What the task requires: Each line of the data below should be repeated exactly.

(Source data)
::::

PR #4907, opened 2025-08-27
Prevent frequently updated components from retaining memory

### LINKED ISSUE #4905: VNode leak in Context
**Title:** Memory leak in Context providers - old component instances not disposed during re-renders

Tested with preact11 beta, same issue.

**Describe the bug**
Context provider components are not properly disposed of when their state updates, causing a memory leak where multiple component instances accumulate in memory. Each state update should properly clean up the previous Context provider component instance, but instead old instances persist with their associated hooks, vnodes, and DOM references. This occurs with regular `useState` updates, not just signal-driven updates.

**To Reproduce**

https://stackblitz.com/edit/vitejs-vite-21mvd37v?file=src%2Fmain.tsx,index.html

Minimal reproduction code:
```javascript
import { render, createContext } from 'preact';
import { useState, useContext } from 'preact/hooks';

const RouterContext = createContext(null);

let setState; // Expose setState so child can update parent state

function RouterProvider({ children }) {
  const [routerState, setRouterState] = useState({ params: 'a' });
  
  // Expose setState globally so button can call it directly
  setState = setRouterState;

  return (
    <RouterContext.Provider value={{ params: routerState.params }}>
      {children}
    </RouterContext.Provider>
  );
}

function RouterContent() {
  const { params } = useContext(RouterContext);
  return (
    <button onClick={() => setState({ params: params + "!" })}>
      {`No account found for username "${params}"`}
    </button>
  );
}

render(
  <RouterProvider>
    <RouterContent />
  </RouterProvider>, 
  document.getElementById('app')
);
```

1. Go to the app with the code above
2. Click on the button multiple times (e.g., 5 times) 
3. Take a memory snapshot in browser dev tools and analyze retained objects
4. See error: Multiple RouterProvider component instances are retained in memory, each with their own hook state objects and component trees containing old parameter values ("a", "a!", "a!!", etc.)

**Expected behavior**
After each state update in the Context provider, only the current component instance should remain in memory. Previous RouterProvider instances and their associated hooks/vnodes should be properly disposed of and garbage collected. Memory should only contain references to the current state value, not historical values.

JoviDeCroock:
Resolves #4905 
Duplicate of #4906

### DIFF
--- a/src/component.js
+++ b/src/component.js
@@ -6,8 +6,7 @@ import {
 	COMPONENT_FORCE,
 	COMPONENT_DIRTY,
 	MODE_HYDRATE,
-	NULL,
-	UNDEFINED
+	NULL
 } from './constants';
 
 /**
--- a/src/component.js
+++ b/src/component.js
@@ -6,7 +6,8 @@ import {
 	COMPONENT_FORCE,
 	COMPONENT_DIRTY,
 	MODE_HYDRATE,
-	NULL
+	NULL,
+	UNDEFINED
 } from './constants';
 
 /**
@@ -154,6 +155,7 @@ function renderComponent(component) {
 		newVNode._original = oldVNode._original;
 		newVNode._parent._children[newVNode._index] = newVNode;
 		commitRoot(commitQueue, newVNode, refQueue);
+		oldVNode._parent = oldVNode._dom = NULL;
 
 		if (newVNode._dom != oldDom) {
 			updateParentDomPointers(newVNode);


src/component.js
```diff
@@ -6,7 +6,8 @@ import {
 	COMPONENT_FORCE,
 	COMPONENT_DIRTY,
 	MODE_HYDRATE,
-	NULL
+	NULL,
+	UNDEFINED
```
JoviDeCroock:
```suggestion
	NULL
```

rschristian (approved):

korDen:
FYI this is fixing partial leak but RouterContent and RouterProvider objects are still leaking (_original: -2 and _original: -1 if that helps)

PR #4912, opened 2025-09-01
ci: Revert #4911, run benches on v10 again

rschristian:


rschristian:
Should be all good now! I reverted the commit to trigger the benches but it ran successfully, as you can see from the comment above.

PR #5, opened 2018-10-03
Move all ascii art to separate files

zxey:
It is similar to other language matching functions.
This keeps the ascii art more organized, and its easier to add more languages without bloating main.rs


o2sh:
Are you sure the added IO overhead resulting from reading a file from disk is worth it ?

zxey:
This does read from file when running, only at build time. What I think would be even better, is to have some configuration for every file, where you would specify what color to use and what ascii art to use.
Maybe it is not worth it as it is now, so feel free to close this.

o2sh:
Ok, I will merge it.
Don't hesitate to follow up on your idea, it sounds promising !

::::

Answer area:
PR #4907, opened 2025-08-27
Prevent frequently updated components from retaining memory

### LINKED ISSUE #4905: VNode leak in Context
**Title:** Memory leak in Context providers - old component instances not disposed during re-renders

Tested with preact11 beta, same issue.

**Describe the bug**
Context provider components are not properly disposed of when their state updates, causing a memory leak where multiple component instances accumulate in memory. Each state update should properly clean up the previous Context provider component instance, but instead old instances persist with their associated hooks, vnodes, and DOM references. This occurs with regular `useState` updates, not just signal-driven updates.

**To Reproduce**

https://stackblitz.com/edit/vitejs-vite-21mvd37v?file=src%2Fmain.tsx,index.html

Minimal reproduction code:
```javascript
import { render, createContext } from 'preact';
import { useState, useContext } from 'preact/hooks';

const RouterContext = createContext(null);

let setState; // Expose setState so child can update parent state

function RouterProvider({ children }) {
  const [routerState, setRouterState] = useState({ params: 'a' });
  
  // Expose setState globally so button can call it directly
  setState = setRouterState;

  return (
    <RouterContext.Provider value={{ params: routerState.params }}>
      {children}
    </RouterContext.Provider>
  );
}

function RouterContent() {
  const { params } = useContext(RouterContext);
  return (
    <button onClick={() => setState({ params: params + "!" })}>
      {`No account found for username "${params}"`}
    </button>
  );
}

render(
  <RouterProvider>
    <RouterContent />
  </RouterProvider>, 
  document.getElementById('app')
);
```

1. Go to the app with the code above
2. Click on the button multiple times (e.g., 5 times) 
3. Take a memory snapshot in browser dev tools and analyze retained objects
4. See error: Multiple RouterProvider component instances are retained in memory, each with their own hook state objects and component trees containing old parameter values ("a", "a!", "a!!", etc.)

**Expected behavior**
After each state update in the Context provider, only the current component instance should remain in memory. Previous RouterProvider instances and their associated hooks/vnodes should be properly disposed of and garbage collected. Memory should only contain references to the current state value, not historical values.

JoviDeCroock:
Resolves #4905 
Duplicate of #4906

### DIFF
--- a/src/component.js
+++ b/src/component.js
@@ -6,8 +6,7 @@ import {
 	COMPONENT_FORCE,
 	COMPONENT_DIRTY,
 	MODE_HYDRATE,
-	NULL,
-	UNDEFINED
+	NULL
 } from './constants';
 
 /**
--- a/src/component.js
+++ b/src/component.js
@@ -6,7 +6,8 @@ import {
 	COMPONENT_FORCE,
 	COMPONENT_DIRTY,
 	MODE_HYDRATE,
-	NULL
+	NULL,
+	UNDEFINED
 } from './constants';
 
 /**
@@ -154,6 +155,7 @@ function renderComponent(component) {
 		newVNode._original = oldVNode._original;
 		newVNode._parent._children[newVNode._index] = newVNode;
 		commitRoot(commitQueue, newVNode, refQueue);
+		oldVNode._parent = oldVNode._dom = NULL;
 
 		if (newVNode._dom != oldDom) {
 			updateParentDomPointers(newVNode);


src/component.js
```diff
@@ -6,7 +6,8 @@ import {
 	COMPONENT_FORCE,
 	COMPONENT_DIRTY,
 	MODE_HYDRATE,
-	NULL
+	NULL,
+	UNDEFINED
```
JoviDeCroock:
```suggestion
	NULL
```

rschristian (approved):

korDen:
FYI this is fixing partial leak but RouterContent and RouterProvider objects are still leaking (_original: -2 and _original: -1 if that helps)

PR #4912, opened 2025-09-01
ci: Revert #4911, run benches on v10 again

rschristian:


rschristian:
Should be all good now! I reverted the commit to trigger the benches but it ran successfully, as you can see from the comment above.

PR #5, opened 2018-10-03
Move all ascii art to separate files

zxey:
It is similar to other language matching functions.
This keeps the ascii art more organized, and its easier to add more languages without bloating main.rs


o2sh:
Are you sure the added IO overhead resulting from reading a file from disk is worth it ?

zxey:
This does read from file when running, only at build time. What I think would be even better, is to have some configuration for every file, where you would specify what color to use and what ascii art to use.
Maybe it is not worth it as it is now, so feel free to close this.

o2sh:
Ok, I will merge it.
Don't hesitate to follow up on your idea, it sounds promising !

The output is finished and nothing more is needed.